**PROBLEM:** Compute how many lines in the records below contain the string "solution" and give that number without other output.

************

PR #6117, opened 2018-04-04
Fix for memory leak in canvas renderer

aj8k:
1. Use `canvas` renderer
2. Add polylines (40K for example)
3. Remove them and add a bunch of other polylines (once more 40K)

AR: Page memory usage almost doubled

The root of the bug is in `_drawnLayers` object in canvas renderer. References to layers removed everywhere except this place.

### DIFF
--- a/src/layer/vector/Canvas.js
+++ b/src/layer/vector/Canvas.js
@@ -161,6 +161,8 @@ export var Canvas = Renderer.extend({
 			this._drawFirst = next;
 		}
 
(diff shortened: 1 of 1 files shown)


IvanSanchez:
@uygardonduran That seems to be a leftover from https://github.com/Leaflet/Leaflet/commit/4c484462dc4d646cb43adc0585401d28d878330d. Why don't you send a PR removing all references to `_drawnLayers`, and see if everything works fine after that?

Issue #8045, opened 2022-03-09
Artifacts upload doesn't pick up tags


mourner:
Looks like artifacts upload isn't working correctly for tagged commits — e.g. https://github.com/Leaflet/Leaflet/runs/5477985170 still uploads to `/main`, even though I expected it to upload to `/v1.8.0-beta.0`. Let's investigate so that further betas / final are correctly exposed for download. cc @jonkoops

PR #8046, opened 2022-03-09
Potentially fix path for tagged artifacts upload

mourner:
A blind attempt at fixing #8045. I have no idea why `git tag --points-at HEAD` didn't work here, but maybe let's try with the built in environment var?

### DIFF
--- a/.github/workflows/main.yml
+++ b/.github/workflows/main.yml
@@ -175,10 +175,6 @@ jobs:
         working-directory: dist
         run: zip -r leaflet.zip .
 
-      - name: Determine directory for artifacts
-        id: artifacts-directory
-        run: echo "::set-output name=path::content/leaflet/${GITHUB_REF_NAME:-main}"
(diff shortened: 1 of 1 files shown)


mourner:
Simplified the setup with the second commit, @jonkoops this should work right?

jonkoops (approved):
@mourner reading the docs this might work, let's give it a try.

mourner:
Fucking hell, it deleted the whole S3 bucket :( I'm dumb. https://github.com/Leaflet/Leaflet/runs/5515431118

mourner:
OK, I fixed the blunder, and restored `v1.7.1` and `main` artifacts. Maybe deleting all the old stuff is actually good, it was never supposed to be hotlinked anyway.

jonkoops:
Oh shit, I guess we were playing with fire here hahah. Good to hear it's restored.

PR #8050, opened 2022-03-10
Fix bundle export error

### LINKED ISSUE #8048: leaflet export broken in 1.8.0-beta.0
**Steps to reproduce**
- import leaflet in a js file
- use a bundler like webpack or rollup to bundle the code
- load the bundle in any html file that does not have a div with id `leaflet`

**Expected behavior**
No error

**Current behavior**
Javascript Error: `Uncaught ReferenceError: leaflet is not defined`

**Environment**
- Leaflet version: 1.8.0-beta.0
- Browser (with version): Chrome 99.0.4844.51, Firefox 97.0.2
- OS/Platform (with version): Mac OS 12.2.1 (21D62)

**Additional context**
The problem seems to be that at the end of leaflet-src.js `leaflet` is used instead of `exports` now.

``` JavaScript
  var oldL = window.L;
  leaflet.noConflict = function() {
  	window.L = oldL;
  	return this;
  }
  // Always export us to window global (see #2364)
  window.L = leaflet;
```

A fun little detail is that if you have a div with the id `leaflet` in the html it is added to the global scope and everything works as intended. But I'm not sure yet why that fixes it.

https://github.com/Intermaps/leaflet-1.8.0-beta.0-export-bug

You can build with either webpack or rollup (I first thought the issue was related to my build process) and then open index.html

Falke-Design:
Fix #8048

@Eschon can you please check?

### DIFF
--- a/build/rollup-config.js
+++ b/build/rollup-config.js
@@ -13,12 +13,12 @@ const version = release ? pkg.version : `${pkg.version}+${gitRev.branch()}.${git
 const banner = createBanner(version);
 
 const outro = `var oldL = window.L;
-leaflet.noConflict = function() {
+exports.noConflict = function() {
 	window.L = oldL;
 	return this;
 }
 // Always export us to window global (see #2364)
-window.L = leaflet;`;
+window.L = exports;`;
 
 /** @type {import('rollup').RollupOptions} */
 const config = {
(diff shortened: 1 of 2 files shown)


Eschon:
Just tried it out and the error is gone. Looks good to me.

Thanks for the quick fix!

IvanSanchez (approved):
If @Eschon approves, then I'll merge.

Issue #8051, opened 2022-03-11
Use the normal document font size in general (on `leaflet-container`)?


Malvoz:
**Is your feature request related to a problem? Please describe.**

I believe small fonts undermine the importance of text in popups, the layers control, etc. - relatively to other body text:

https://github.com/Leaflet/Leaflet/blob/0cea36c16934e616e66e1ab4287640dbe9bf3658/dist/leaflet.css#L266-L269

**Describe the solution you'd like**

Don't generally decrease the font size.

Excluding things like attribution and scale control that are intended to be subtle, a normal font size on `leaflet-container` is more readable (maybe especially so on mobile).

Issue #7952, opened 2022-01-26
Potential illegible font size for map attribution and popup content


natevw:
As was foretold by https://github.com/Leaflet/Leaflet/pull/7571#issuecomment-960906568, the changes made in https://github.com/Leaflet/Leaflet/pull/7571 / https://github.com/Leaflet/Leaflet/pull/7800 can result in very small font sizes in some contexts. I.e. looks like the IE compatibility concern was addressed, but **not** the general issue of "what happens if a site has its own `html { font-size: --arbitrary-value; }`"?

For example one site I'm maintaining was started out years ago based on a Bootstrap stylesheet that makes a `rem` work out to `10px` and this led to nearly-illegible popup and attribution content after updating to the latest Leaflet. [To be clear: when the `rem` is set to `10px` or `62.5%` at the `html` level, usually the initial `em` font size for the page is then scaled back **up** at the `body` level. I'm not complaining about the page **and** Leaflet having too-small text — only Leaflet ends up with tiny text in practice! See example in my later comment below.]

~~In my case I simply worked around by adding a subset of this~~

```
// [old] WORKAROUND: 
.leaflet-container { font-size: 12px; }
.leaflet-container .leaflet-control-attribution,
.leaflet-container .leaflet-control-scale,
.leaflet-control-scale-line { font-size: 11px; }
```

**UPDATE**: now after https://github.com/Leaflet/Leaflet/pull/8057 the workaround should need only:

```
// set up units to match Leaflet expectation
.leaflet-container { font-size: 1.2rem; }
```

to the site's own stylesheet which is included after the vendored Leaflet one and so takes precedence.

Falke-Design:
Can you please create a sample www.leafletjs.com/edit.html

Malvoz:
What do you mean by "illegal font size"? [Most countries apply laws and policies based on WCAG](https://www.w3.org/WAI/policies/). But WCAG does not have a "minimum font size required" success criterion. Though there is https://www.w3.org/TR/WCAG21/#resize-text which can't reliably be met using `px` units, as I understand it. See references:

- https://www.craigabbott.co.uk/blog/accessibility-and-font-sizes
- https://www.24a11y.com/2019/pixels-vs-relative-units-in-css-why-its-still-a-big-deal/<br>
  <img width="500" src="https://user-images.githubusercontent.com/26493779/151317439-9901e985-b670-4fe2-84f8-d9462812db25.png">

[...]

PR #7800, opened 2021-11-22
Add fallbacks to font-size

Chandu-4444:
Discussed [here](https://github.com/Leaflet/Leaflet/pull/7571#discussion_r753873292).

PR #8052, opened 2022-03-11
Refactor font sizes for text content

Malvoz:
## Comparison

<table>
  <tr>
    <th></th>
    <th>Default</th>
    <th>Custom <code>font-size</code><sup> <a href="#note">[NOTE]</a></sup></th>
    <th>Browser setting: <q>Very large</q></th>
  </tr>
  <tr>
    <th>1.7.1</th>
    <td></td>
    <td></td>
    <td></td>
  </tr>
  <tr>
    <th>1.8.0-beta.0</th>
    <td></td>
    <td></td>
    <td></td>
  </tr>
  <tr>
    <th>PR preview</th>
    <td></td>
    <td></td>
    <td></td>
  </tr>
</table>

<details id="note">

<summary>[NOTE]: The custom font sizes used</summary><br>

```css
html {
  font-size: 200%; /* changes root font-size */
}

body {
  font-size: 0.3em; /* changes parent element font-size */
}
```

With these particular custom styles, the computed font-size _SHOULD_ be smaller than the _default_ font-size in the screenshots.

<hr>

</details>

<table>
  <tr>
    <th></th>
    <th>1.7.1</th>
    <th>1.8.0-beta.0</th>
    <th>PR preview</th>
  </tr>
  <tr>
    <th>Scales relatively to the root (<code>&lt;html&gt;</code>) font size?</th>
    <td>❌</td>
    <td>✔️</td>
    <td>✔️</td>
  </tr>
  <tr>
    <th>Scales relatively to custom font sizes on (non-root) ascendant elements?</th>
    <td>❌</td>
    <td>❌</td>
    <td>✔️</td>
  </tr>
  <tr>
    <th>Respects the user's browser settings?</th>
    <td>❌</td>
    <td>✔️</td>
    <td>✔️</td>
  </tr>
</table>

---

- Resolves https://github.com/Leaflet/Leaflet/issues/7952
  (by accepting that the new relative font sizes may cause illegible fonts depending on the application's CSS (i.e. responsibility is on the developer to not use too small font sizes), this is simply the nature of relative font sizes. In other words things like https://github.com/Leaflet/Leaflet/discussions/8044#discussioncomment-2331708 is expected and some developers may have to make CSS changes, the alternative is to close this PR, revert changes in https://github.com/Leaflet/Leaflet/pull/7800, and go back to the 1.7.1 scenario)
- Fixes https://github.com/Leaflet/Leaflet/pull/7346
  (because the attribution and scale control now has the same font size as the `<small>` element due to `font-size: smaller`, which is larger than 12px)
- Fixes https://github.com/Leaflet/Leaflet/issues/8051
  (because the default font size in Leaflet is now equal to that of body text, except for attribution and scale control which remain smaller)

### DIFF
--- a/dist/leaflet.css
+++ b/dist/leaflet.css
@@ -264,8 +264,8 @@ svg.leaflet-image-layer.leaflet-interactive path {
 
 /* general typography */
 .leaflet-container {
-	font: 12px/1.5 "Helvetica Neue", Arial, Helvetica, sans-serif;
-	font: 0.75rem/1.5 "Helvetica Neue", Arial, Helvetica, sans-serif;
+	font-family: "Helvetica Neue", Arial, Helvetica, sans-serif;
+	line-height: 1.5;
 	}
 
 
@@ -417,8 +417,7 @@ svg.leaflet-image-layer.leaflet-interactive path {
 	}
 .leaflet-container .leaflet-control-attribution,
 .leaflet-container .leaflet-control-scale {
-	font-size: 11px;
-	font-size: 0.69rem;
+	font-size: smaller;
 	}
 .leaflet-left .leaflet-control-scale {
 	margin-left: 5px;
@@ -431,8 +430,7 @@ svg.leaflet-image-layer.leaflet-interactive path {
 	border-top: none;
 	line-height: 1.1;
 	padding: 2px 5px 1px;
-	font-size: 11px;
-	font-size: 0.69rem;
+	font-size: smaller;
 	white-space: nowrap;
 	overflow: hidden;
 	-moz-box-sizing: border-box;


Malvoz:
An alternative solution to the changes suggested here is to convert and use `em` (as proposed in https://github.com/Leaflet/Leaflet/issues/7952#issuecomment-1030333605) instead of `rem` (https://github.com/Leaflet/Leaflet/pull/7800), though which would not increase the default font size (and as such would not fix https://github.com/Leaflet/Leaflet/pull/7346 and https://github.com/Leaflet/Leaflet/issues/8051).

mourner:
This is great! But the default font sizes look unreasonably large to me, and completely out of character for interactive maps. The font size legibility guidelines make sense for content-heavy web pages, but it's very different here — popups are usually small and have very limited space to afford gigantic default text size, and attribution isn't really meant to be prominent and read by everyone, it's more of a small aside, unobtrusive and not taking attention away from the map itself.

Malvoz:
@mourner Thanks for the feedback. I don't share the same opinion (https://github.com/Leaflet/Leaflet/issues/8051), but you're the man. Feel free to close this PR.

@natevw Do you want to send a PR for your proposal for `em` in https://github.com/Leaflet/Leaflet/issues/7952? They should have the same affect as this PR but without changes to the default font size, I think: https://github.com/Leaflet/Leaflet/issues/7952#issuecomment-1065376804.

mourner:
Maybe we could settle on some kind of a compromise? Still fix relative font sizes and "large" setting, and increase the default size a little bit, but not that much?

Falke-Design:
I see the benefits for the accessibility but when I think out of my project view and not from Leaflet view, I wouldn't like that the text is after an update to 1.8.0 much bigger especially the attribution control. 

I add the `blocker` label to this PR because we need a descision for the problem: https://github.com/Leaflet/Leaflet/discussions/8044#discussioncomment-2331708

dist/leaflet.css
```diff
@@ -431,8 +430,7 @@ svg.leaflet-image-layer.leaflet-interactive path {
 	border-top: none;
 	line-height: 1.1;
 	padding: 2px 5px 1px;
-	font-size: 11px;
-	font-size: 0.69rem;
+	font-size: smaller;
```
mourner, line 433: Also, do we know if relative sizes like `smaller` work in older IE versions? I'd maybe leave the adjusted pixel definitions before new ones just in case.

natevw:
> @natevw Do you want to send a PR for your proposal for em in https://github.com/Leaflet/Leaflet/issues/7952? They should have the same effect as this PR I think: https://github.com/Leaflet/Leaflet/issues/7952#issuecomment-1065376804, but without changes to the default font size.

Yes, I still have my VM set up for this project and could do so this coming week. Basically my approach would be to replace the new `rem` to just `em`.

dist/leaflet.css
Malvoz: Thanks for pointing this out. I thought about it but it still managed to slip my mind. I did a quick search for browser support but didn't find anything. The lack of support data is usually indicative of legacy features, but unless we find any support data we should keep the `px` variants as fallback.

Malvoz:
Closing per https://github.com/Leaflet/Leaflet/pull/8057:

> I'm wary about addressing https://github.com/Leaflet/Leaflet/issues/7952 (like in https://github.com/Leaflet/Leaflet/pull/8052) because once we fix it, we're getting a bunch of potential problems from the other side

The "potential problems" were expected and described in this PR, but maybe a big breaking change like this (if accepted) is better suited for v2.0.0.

************

**WRITTEN ANSWER:** 2